En décembre, vous dénonciez déjà l’inclusion de la reconstruction de l’Ukraine dans le budget de la coopération, au détriment des pays du Sud…

Oui, l’augmentation prévue de 2,5% limitait les dégâts causés par cette décision pour les pays pauvres, mais était problématique. Aujourd’hui, avec une baisse de 1,4%, cela signifie des coupes significatives dans les budgets alloués aux populations des pays dans le besoin! Le budget de 1,5 milliard pour l’Ukraine représente plus d’argent que celui prévu pour les 18 pays prioritaires de la DDC en Afrique subsaharienne.

Si cette diminution était confirmée, quelles en seraient les conséquences?

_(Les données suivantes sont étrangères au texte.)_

PR #1043, opened 2024-08-29
MAINT update version pixi and lock file

glemaitre:
It looks like the workflow failed in the past:

https://github.com/skrub-data/skrub/actions/runs/10553902445/job/29234929192


glemaitre:
I could not reproduce the issue locally. Let's try to update locally and update the lock files and check if the CIs work.

We can then try to debug the workflow.

jeromedockes (approved):
thanks @glemaitre

PR #1049, opened 2024-09-02
DOC fix backreferences of doc gallery in API references

glemaitre:
This PR should fix the issue in the API references pages where we don't see the link to the example gallery.

The following changes are done:

- make sure that examples are generated in `reference/generated`
- update the `conf.py` with the right link
- update `pyproject.toml` to make sure that we do a proper cleaning when calling `pixi run clean-doc` 

So now, we have for sure this section in the API reference:

image


jeromedockes (approved):
awesome, thanks a log @glemaitre !

PR #1051, opened 2024-09-02
FEA add link for HTML representation

glemaitre:
This PR add the necessary class and function to add a link to the documentation when showing the HTML representation of an estimator. Unfortunately, there is a bug in scikit-learn that will be corrected in 1.6 and we need to vendor the fix and inherit from the mixin.


jeromedockes:
if the bug is in scikit-learn and this is not critical, could we just wait for it to be fix in scikit-learn without vendoring the htmlmixin class? also once it is fixed in scikit-learn would we still need to inherit from a private scikit-learn class?

glemaitre:
> could we just wait for it to be fix in scikit-learn without vendoring the htmlmixin class?

Yes but we need to bump the minimum version

also once it is fixed in scikit-learn would we still need to inherit from a private scikit-learn class?

Actually, we don't need to. We only need to set the class attributes. `BaseEstimator` is inheriting from this private mixin.

Vincent-Maladiere:
> Yes but we need to bump the minimum version

This is somewhat unrelated to this PR, but we were thinking with @jeromedockes whether or not we should try to support as many Python and scikit-learn versions as possible, for many potential users are often stuck with an old Python version (e.g. APHP). We can talk about this idea somewhere else, though.

skrub/_repr.py
```diff
@@ -0,0 +1,103 @@
+import itertools
```
jeromedockes, line 1: could we name this module something more explicit like "_sklearn_html_repr_utils" or similar?

skrub/_repr.py
```diff
@@ -0,0 +1,103 @@
...
+import sklearn
+from sklearn.utils.fixes import parse_version
+
+sklearn_version = parse_version(sklearn.__version__)
+
+# TODO: remove when scikit-learn 1.6 is the minimum supported version
+# TODO: subsequently, we should remove the inheritance from _HTMLDocumentationLinkMixin
+# for each estimator then.
+if sklearn_version > parse_version("1.6"):
+    from sklearn.utils._estimator_html_repr import _HTMLDocumentationLinkMixin
```
jeromedockes, line 12: IIUC we will now have 2 of those in every skrub estimator's parents, one directly and one through the BaseEstimator?

glemaitre:
@Vincent-Maladiere I share the same feeling and this is the reason why to vendor for the moment as a fix.

jeromedockes (commented):
I find the fix a bit too intrusive for having early access to a scikit-learn feature that doesn't affect skrub itself, but OTOH I completely agree the functionality is useful :thinking:

jeromedockes:
@glemaitre  could you do a 
```
git commit --allow-empty -m '[doc build]' && git push
```

so we can see the new TableVectorizer display in the examples? thanks!

skrub/_repr.py
```diff
@@ -101,3 +101,9 @@ def doc_link_url_param_generator(estimator):
         "estimator_module": estimator_module,
         "estimator_name": estimator_name,
     }
+
+
+class _SkrubHTMLDocumentationLinkMixin(_HTMLDocumentationLinkMixin):
```
jeromedockes, line 106: even when the scikit-learn fix is released, we will most likely want this mixin to avoid repeating these 3 attributes everywhere. so in the end all we will have to remove is the `HTMLDocumentationLinkMixin` which is confined to this module.

so after all I am +1 for this PR

Vincent-Maladiere:
@glemaitre ok, I misread your first message. I'm +0 or +1 as long as we don't need to bump the minimal version.

rcap107:
What is the status of this PR?

Vincent-Maladiere:
@glemaitre I can take over this one if you prefer

rcap107:
Is this still relevant @glemaitre?

jeromedockes:
fixed in #2036

PR #1107, opened 2024-10-08
make column filter select smaller in tablereport

jeromedockes:
reduces the width and height of the column filter in the tablereport. it is a little less obvious what it does now but the upside is there is a smaller chance that it needs to wrap to a different line than the tabs


GaelVaroquaux (approved):
Absolutely useful!!

LGTM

Il y aurait probablement des coupes dans tous les domaines, tant dans les aides bilatérales que multilatérales, mais probablement pas dans l’aide humanitaire, vu la recrudescence actuelle des crises. Cela signifie que, vraisemblablement, nombre de projets de développement ne seraient pas renouvelés et probablement certains devraient être arrêtés avant terme. Cela se traduirait par exemple par moins d’accès à l’eau et à l’énergie, moins d’adaptations au changement climatique…

La consultation du Conseil fédéral sur la nouvelle stratégie en matière de coopération avait déjà montré l’attachement de la majorité des partis politiques et de la société civile à ce domaine…

Oui, 75% des réponses à la consultation sur la stratégie de CI 2025-2028 ont plaidé pour que l’aide à l’Ukraine ne se fasse pas au détriment d’autres régions et priorités de la CI. Si le Conseil fédéral dégrade encore son propre plan en réduisant le budget 2025, il fera totalement fi de la consultation.

La Suisse devrait normalement augmenter les sommes allouées à la coopération pour répondre à l’objectif des Nations Unies que chaque pays y consacre 0,7% de son produit national brut (PNB)? Où en est-on?

Nous sommes très loin des objectifs internationaux. Le pourcentage alloué à ce domaine stagne depuis des années. Il était prévu de passer de 0,4 en 2022, à 0,36% du budget de la Confédération pour 2025-2028. Là on sera en dessous.